College football is back on ESPN - the Louisiana (Lafayette) Ragin' Cajuns against the Iowa State Cyclones.

They have the band members and cheerleaders sitting at arms length (or more) to each other up in the stands. Strange to see, but this whole year has been strange, so....

I did not see the opening or National Anthem ceremony, so not sure how that went.

It is just good to see football again. For me, it always means Fall is coming, and cool weather.


----------



## Vandy (Sep 2, 2020)

FlowRider said:


> College football is back on ESPN - the Louisiana (Lafayette) Ragin' Cajuns against the Iowa State Cyclones.
> 
> They have the band members and cheerleaders sitting at arms length (or more) to each other up in the stands. Strange to see, but this whole year has been strange, so....
> 
> ...


They typically do not air the national anthem during college football games. Most of the time the players stay in the locker rooms for it as well. Been that way since before the whole anthem debacle.


----------



## TN Hawkeye (May 7, 2018)

I've watched a quite a bit of football this weekend and I will say it's weird. College and NFL just doesn't have the same feel without 70,000 to 110,000 fans in the stands. The game is the same. But it just feels so different.


----------



## FlowRider (Apr 7, 2019)

TN Hawkeye said:


> I've watched a quite a bit of football this weekend and I will say it's weird. College and NFL just doesn't have the same feel without 70,000 to 110,000 fans in the stands. The game is the same. But it just feels so different.


It definitely is weird. No fans in the stands takes away a lot of the excitement of the game itself - the drama of the arena and crowds.

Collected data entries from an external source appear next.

PR #352, opened 2024-03-04
Handle syntax errors when reading JSON files

chrisib:
The recently-merged JSON updates don't properly handle syntax errors. This fix will return an empty `dict` if the file is malformed or isn't valid JSON syntax.


roryjamesallen (approved):
LGTM

PR #354, opened 2024-03-10
Update Pam's Workout to use `_thread` library to unlock both cores

chrisib:
Move the GUI rendering to the second core using `_thread`.  This should (hopefully) allow higher clock speeds and/or higher PPQN settings for smoother analogue outputs (e.g. outputting a sine or triangle wave should be smoother and less stepped than the current implementation).

## Implementation Notes

From previous testing (see discussion on Discord from around 18 February 2024) it looks like using interrupt handlers doesn't work well with `_thread`, so the rising/falling edge handlers for `din`, `b1`, and `b2` have been moved into a new `DigitalInputMonitor` class with the button/input states polled in the main thread.

The GUI rendering is moved to a second thread that runs on the second core, with all of the digital + analogue CV I/O handled in the main thread. The main `Timer` object also runs on the main core.

## Testing Status

This is still being tested on my end; once it's ready to merge I'll remove the `draft` tag. However, I'd really appreciate it if other users could give it a try and report any bugs they find.

The biggest issue I've run into so far is noise when scrolling through the menu with `K2`. If I turn the knob all the way to the left, the menu will sometimes flicker between `BPM` and `CV1 Mod`. I'm not sure if I just have a noisy knob on my module, or if this is a larger software bug, so more testing is greatly appreciated!

### DIFF
--- a/software/contrib/pams.py
+++ b/software/contrib/pams.py
@@ -1509,6 +1509,9 @@ class PamsWorkout(EuroPiScript):
             ssoled.blit(imgFB, OLED_WIDTH - STATUS_IMG_WIDTH, 0)
             ssoled.show()
 
+            # Keep a small delay between frames
+            time.sleep(0.01)
+
     def voltage_thread(self):
         """The main thread; handles all CV I/O. The main clock timer runs on this thread on core 0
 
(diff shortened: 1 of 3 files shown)


chrisib:
Closing this; after further testing I think I may need a larger rewrite to remove the use of the Timer class completely.

PR #357, opened 2024-03-13
upgrade to micropython 1.22.2

mjaskula:
This PR upgrades the supported micropython to 1.22.2. Release notes are [here](https://github.com/micropython/micropython/releases).

I've tested the following:

- Installation of 1.22.2, followed by europi packages via thonny
- launching every script from menu
- diagnostics

Untested:

- generation of the custom europi uf2
- detailed testing of any contrib scripts

### DIFF
--- a/.github/workflows/compile_to_uf2.yml
+++ b/.github/workflows/compile_to_uf2.yml
@@ -19,7 +19,7 @@ jobs:
         uses: actions/checkout@v3
         with:
           repository: micropython/micropython
-          ref: v1.20.0
+          ref: v1.22.2
           path: micropython
 
       - name: install os deps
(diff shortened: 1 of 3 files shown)


mjaskula:
A generated uf2 file using 1.22.2 can be found here:

https://github.com/mjaskula/EuroPi/releases/tag/v0.13.1-TEST

Note that the file name is the same as the existing europi release. It is recommended that you rename it immediately after downloading.

mjaskula:
I ran a few scripts on the above uf2 and everything ran as expected.

chrisib:
Looks good, but I'd like to test out a few more scripts just to make sure there isn't some sneaky bug hiding somewhere

chrisib (approved):
After further testing everything seems okay to me.

PR #358, opened 2024-03-17
Allow re-using ADC readings instead of re-reading all the time

chrisib:
~~Add the reuse_last_reading parameter to analogue reader classes to allow re-using the previous reading rather than always taking a new sample.~~

Adds a new experimental `BufferedReader` class that allows re-using the last ADC reading instead of always re-sampling every time `.percent()`, `.choice(...)`, etc... gets called.

### DIFF
--- a/software/firmware/experimental/knobs.py
+++ b/software/firmware/experimental/knobs.py
@@ -334,3 +334,23 @@ class KnobBank:
     @staticmethod
     def builder(knob: Knob) -> Builder:
         return KnobBank.Builder(knob)
+
+
+class BufferedKnob(Knob):
+    """A knob whose value remains fixed until .update(...) is called
+
+    This allows multiple uses of .percent(), .choice(...), etc... without forcing a re-read of
+    the ADC value
+
+    :param knob:  The knob to wrap
+    """
+
+    def __init__(self, knob):
+        super().__init__(knob.pin_id)
+        self.value = 0
+
+    def _sample_adc(self, samples=None):
+        return self.value
+
+    def update(self, samples=None):
+        self.value = super()._sample_adc(samples)
--- a/software/firmware/experimental/knobs.py
+++ b/software/firmware/experimental/knobs.py
@@ -337,20 +337,44 @@ class KnobBank:
 
 
 class BufferedKnob(Knob):
-    """A knob whose value remains fixed until .update(...) is called
+    """A wrapper for a Knob instance whose value remains fixed until .update(...) is called
 
     This allows multiple uses of .percent(), .choice(...), etc... without forcing a re-read of
     the ADC value
-
-    :param knob:  The knob to wrap
     """
 
     def __init__(self, knob):
+        """Create a buffered wrapper for the given analogue input
+
+        The parameter @knob can be any Knob instance, including:
+        - europi.k1
+        - europi.k2
+
+        Until the .update() method is called, this class will return a value of 0.
+
+        @param knob The analogue input to wrap e.g.:
+                    ```python
+                    from europi import *
+                    from experimental.knobs import *
+                    k1_buffered = BufferedKnob(k1)
+                    ```
+        """
         super().__init__(knob.pin_id)
         self.value = 0
 
     def _sample_adc(self, samples=None):
+        """Overrides the internal function that samples the ADC
+
+        Instead of sampling we simply return the most recent sample value
+
+        @param samples  Ignored, but needed by the _sample_adc API used by AnalogueReader
+        """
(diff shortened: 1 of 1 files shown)


mjaskula (changes requested):
Repeating my comments from discord here:

Personally I don't see the need for the readers to cache a value, and would prefer that scripts that need it cache it themselves, backed up by the fact that only one script out of 30 has asked for it. That said, the fact that the daisy's API caches by default means that I'm probably wrong.

[required] I'd like to see how this is used by a script, and how this api change improves that script. That is, I'd like to document the motivating use case in PRs that change the firmware api. Could you update a script to use these features? (I believe you said it was Pam's that would benefit.)

chrisib:
As I've described on Discord and in the MR summary, the principle benefit is that this would allow you to read e.g. the value of `ain` and re-use that value for multiple subsequent bits of processing without incurring the performance hit of re-sampling the ADC every time.

e.g. suppose `ain` is being read as a s&h input, with the raw voltage sent to `cv1` and an attenuated copy sent to `cv2` with some sort of a GUI being displayed to visually indicate the incoming voltage (e.g. a bar graph).
```
cv1.voltage(ain.read_voltage())
cv2.voltage(ain.read_voltage() * ain.percent())
oled.blit(ain.choice(voltage_icons))
```

In this example the adc is sampled 3 times in succession, once for each `ain.*()` function call, meaning (depending on the speed of the signal coming into `ain` the reading used for the output voltages and the reading used for choosing may be wildly different from each other (this would likely happen with noise being patched in, or a sufficiently fast LFO).

By allowing the re-use of the last-read sample you eliminate this desynchronization, and make the code faster by not making unnecessary ADC reads.
```
cv1.voltage(ain.read_voltage())
cv2.voltage(ain.read_voltate(reuse_last_reading=True) * ain.percent())
oled.blit(ain.choice(voltage_icons, reuse_last_reading=True))
```
Yes, there are ways this could be accomplished with a wrapper class, or by using local variables and additional functions. But if the argument being made is that the firmware should be user-friendly, I'd argue that both of those solutions are _less_ user-friendly than simply exposing the ability to bypass the ADC reads when that behaviour is desirable.

mjaskula:
> Yes, there are ways this could be accomplished with a wrapper class, or by using local variables and additional functions. But if the argument being made is that the firmware should be user-friendly, I'd argue that both of those solutions are _less_ user-friendly than simply exposing the ability to bypass the ADC reads when that behaviour is desirable.

This is the part that is my main issue, I guess. Why is it the API's responsibility to cache this value? If the client wants to use the value for two different calculations why not use a local variable?

Also the examples you provide feel like straw-men arguments. I'm not sure you would really write this code. (Perhaps including the changes to Pam's would help me understand in this respect.) In any code where I saw a client making a non trivial API call, expecting the same value returned, I would ask them to cache it in a local variable. I wouldn't ask the API to change to accommodate the need to use the value on several lines of code. 

For an example that uses a different API, consider this Pams code. In the method `PamsOutput.update_menu_visibility()` there is a non trivial call  `wave_shape = self.wave_shape.get_value()` which reads the value from a `Settings` object. After this call, that value is used several times in the method. Would it be better for the `Settings` class to cache the value and provide a way to access it via something like `self.wave_shape.get_value(reuse_last_reading=True)`? I don't think so. I think that the existing api is perfectly reasonable as is, and expect that the caller creates a local variable in order to reuse the value, as you have done.

Again, the fact that the API of a 'similar' firmware (daisy) provides this functionality, makes me think that I'm probably wrong here, but I just don't understand the motivation.

chrisib:
Given the feedback I've removed the changes to the core firmware and instead added a wrapper class that accomplishes the same thing, but without impacting anything else.

software/firmware/experimental/knobs.py
```diff
@@ -334,3 +334,23 @@ def build(self) -> "KnobBank":
     @staticmethod
     def builder(knob: Knob) -> Builder:
         return KnobBank.Builder(knob)
+
+
+class BufferedKnob(Knob):
+    """A knob whose value remains fixed until .update(...) is called
+
+    This allows multiple uses of .percent(), .choice(...), etc... without forcing a re-read of
+    the ADC value
```
awonak, line 343: [optional] I think it'd be helpful to add an example of how to create an instance of a BufferedKnob in the docstring.

awonak (approved):

software/firmware/experimental/knobs.py
chrisib: Done.

PR #359, opened 2024-03-17
Fix screensaver timer to be less reliant on exact timing

chrisib:
Don't rely on modular arithmetic for the screensaver; just check the elapsed time from the last reposition


awonak (approved):
LGTM

PR #360, opened 2024-03-23
Bit Garden - Deterministic psudo random gate processor 

awonak:
Also added a few more monospace font files.

This is a feature enhancement port of my A-RYTH-MATIK firmware:
https://awonak.github.io/HagiwoModulove/arythmatik/#bit-garden


awonak:
Short demo video (no sound) - https://photos.app.goo.gl/JGKobV6ciLsbQNKw6

chrisib (commented):
Is it worth moving the font scripts into a sub-directory, that way we can do something like `from experimental.fonts import *` and the fonts are all nicely encapsulated in their own namespace?

Also, are we sure using the Ubuntu fonts in this way complies with their license? https://ubuntu.com/legal/font-licence

I haven't read the license thoroughly (yet) -- it's late here, but I figured I'd raise the question now just in case.

EDIT:
I've read through Ubuntu's licensing more carefully. I believe to comply we'll need to:
1. Include their license text in `/LICENSE`, noting which files it applies to
2. Include Ubuntu's license text in the header comment for each applicable file -- see `firmware/experimental/euclid.py` for another example of a single file that falls under a different license than EuroPi's general `CC0`.

More detailed discussion opened on Discord so we can hash this out, but those are the broad strokes.

Alternatively, replacing Ubuntu's font with another monospaced font that is already covered by `CC0` would be an acceptable alternative. But I'm pretty sure if we just include Ubuntu's license in our repo and note that it applies to the files in question we should be okay.

benjaminvdb:
I was curious to check this one out and compiled a U2F firmware with this branch. When starting the script from the menu, the screen immediately goes black. All other scripts are working fine. Is this expected because the script is still in development?

awonak:
I probably integrated with the menu system incorrectly, I'll take a look as soon as I get a chance. I admit I was only testing the script directly as `main.py` and not through the menu. Thanks for helping test this and finding a bug!

benjaminvdb:
> I probably integrated with the menu system incorrectly, I'll take a look as soon as I get a chance. I admit I was only testing the script directly as `main.py` and not through the menu. Thanks for helping test this and finding a bug!

You're welcome! Thanks for creating the script. I'm looking forward to trying it out and will provide my feedback if I can think of anything useful. Cheers!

I am just happy football is back.


----------



## TulsaFan (May 1, 2017)

Pretty excited for the OSU (OKSTATE) game today versus Tulsa. I have absolutely no expectations for the game as we have been getting slaughtered as of late. However, I enjoy playing the local teams.

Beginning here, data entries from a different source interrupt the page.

PR #363, opened 2024-05-18
Reduce latency in Clock Modifer script

chrisib:
Improvements:
- Use microseconds for calculating the timing instead of milliseconds.
- Keep track of when the GUI needs re-rendering instead of always redrawing to reduce latency

### DIFF
--- a/software/contrib/clock_mod.md
+++ b/software/contrib/clock_mod.md
@@ -18,8 +18,8 @@ are not adjustable and are fixed to approximately a 50% duty cycle (some roundin
 | `cv1-6`       | Multiplied/divided clock signals                                  |
 
 The outputs will begin firing automatically when clock signals are received on `din`, and will stop if the input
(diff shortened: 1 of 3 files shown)


chrisib:
I think things are now in a state where I'm happy for a review. I've currently got it running on my testing setup to make sure the input & outputs stay better synchronized over a long period.

chrisib:
User input from Discord:
> The new version of the Clock Modifier script works well! Stays in sync and no need to plug anything into AIN either. And if you do plug into AIN there is no more "off-beat" problem.

Because the GUI is so static I've added screensaver support. During that testing I also caught a bug where `ticks_diff` wraps around and returns a negative value if the last interaction time & present time happen to lie at _just_ the wrong values. The changes to screensaver.py should address this problem in all scripts it's used in.

awonak (approved):
LGTM

PR #365, opened 2024-05-26
Add troubleshooting note about using Thonny 3

chrisib:
Add a note about using Thonny 3 if encountering issues when installing the libraries


gamecat69:
I am wondering whether we should update the docs slightly differently.
For example, we could simply update to say that the full package name must be used when searching, then this accommodates (in theory) any Thonny version being used.

awonak (approved):
LGTM

PR #380, opened 2024-10-11
Optimize Euclidean generator UI rendering

chrisib:
Following-up from discussions on Discord, optimize the oled rendering of the Euclidean rhythm generator to make it more responsive to short triggers.

I still wouldn't recommend using especially fast and/or short triggers, but these changes should make it more robust and less likely to skip inputs.

### DIFF
--- a/software/contrib/euclid.py
+++ b/software/contrib/euclid.py
@@ -269,17 +269,17 @@ class SettingsMenu:
     def apply_setting(self):
         """Apply the current setting
         """
-        if menu_item == self.MENU_ITEMS_STEPS:
+        if self.menu_item == self.MENU_ITEMS_STEPS:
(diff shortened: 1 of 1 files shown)


software/contrib/euclid.py
```diff
@@ -141,23 +141,45 @@ def __init__(self, script):
...
         """
         self.script = script
+        self.first_render = True
+
+        self.generator_index = None
+        self.k2_percent = None
+        self.read_knobs()
+
+    def read_knobs(self):
+        """Read the current state of the knobs and return whether or the state has changed, requiring a re-render
```
awonak, line 151: Missing word, "not".
```suggestion
        """Read the current state of the knobs and return whether or not the state has changed, requiring a re-render
```

PR #382, opened 2024-11-01
Add Volts script

chrisib:
Adds a _super_ basic script that simply generates user-configurable offset voltages.  It's wholly non-interactive and exists only to be a reliable, fixed voltage source for other modules.

Configuration must be done via the configuration JSON file.


awonak:
Unfortunately, it looks like it was deleted, but Rory had a similar but configurable "Preset" script with user input for the static stored voltages. https://github.com/Allen-Synthesis/EuroPi/pull/173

Tulsa used to be very competitive against OSU in the 90's. Then, Boone Pickens donates a couple hundred million for the OSU athletics program and they type of athlete recruited by OSU jumped to top tier. So, here is hoping for a first game with no injuries to either team! :thumbup:

Regarding limited attendance, it just seems like a normal game for Tulsa as being the smallest Division 1 enrollment playing college football. The fanbase in OK mostly supports the Sooners and the rest support the Pokes. Some high school games in the area draw more fans. :roll:


----------



## TN Hawkeye (May 7, 2018)

Just counting down till October 24th against Purdue.


----------



## FlowRider (Apr 7, 2019)

Some decent matchups today, but the weather is so nice I may DVR them and watch them later....

#6 LSU welcomes Mississippi State to the real Death Valley for the season opener.

#4 Georgia faces off against Arkansas, and #16 Tennessee against South Carolina.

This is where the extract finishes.